Aim of the task: Throughout the records below, find each line holding "previously" and copy it.

== == ==

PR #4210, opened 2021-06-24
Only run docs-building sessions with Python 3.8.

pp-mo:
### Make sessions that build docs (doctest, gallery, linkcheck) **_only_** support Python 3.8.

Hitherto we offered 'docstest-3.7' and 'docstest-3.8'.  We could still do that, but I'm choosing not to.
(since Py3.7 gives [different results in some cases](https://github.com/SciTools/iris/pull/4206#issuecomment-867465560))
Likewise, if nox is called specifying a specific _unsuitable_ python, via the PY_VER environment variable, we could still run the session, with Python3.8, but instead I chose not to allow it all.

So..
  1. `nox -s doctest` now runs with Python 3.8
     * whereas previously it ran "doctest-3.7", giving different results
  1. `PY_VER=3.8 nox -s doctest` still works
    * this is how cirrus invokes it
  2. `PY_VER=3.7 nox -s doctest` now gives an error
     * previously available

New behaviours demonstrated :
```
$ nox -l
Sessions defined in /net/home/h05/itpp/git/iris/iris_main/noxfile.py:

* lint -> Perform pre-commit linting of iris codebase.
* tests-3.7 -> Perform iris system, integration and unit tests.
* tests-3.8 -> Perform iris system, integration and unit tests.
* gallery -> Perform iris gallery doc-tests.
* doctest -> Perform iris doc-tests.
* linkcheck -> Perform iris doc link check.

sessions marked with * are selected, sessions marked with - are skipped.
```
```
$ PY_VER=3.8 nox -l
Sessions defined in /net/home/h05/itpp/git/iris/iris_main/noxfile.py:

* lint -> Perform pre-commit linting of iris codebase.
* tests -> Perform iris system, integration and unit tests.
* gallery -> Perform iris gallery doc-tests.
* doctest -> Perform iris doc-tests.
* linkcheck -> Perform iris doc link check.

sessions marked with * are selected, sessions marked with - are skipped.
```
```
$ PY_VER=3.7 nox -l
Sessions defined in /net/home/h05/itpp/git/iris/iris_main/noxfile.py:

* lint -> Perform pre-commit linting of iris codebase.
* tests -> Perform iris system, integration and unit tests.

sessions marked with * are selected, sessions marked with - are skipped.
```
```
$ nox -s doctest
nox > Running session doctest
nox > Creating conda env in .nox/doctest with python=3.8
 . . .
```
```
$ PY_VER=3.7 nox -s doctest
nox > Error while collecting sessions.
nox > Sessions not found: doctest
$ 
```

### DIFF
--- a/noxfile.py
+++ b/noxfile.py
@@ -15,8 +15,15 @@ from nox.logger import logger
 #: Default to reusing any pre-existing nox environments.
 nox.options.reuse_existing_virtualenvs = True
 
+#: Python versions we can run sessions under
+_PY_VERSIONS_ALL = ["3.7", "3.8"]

== == ==

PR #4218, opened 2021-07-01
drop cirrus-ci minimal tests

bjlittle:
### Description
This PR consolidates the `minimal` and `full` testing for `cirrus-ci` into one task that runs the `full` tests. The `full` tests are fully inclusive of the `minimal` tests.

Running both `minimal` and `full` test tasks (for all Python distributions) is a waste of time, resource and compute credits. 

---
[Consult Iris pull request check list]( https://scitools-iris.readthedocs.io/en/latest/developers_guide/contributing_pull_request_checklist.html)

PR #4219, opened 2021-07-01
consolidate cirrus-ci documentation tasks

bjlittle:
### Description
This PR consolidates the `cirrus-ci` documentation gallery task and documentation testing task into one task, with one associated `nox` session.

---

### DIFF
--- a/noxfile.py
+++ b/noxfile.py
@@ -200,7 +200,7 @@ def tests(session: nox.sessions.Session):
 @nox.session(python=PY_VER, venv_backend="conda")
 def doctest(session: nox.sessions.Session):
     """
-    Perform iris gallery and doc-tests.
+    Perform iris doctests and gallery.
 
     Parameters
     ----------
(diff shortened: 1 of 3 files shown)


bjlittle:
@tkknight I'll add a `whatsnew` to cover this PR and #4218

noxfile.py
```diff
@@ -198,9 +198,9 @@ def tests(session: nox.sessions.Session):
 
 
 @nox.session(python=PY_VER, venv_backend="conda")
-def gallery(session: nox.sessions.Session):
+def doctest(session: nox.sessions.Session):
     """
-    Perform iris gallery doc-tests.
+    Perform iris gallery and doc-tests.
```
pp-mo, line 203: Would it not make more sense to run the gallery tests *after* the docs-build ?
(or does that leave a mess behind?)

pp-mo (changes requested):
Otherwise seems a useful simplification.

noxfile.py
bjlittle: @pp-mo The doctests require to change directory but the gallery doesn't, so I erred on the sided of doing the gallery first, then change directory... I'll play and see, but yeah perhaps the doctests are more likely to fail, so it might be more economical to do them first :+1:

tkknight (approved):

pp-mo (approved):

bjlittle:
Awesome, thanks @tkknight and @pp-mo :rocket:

== == ==

Response:
     * whereas previously it ran "doctest-3.7", giving different results
     * previously available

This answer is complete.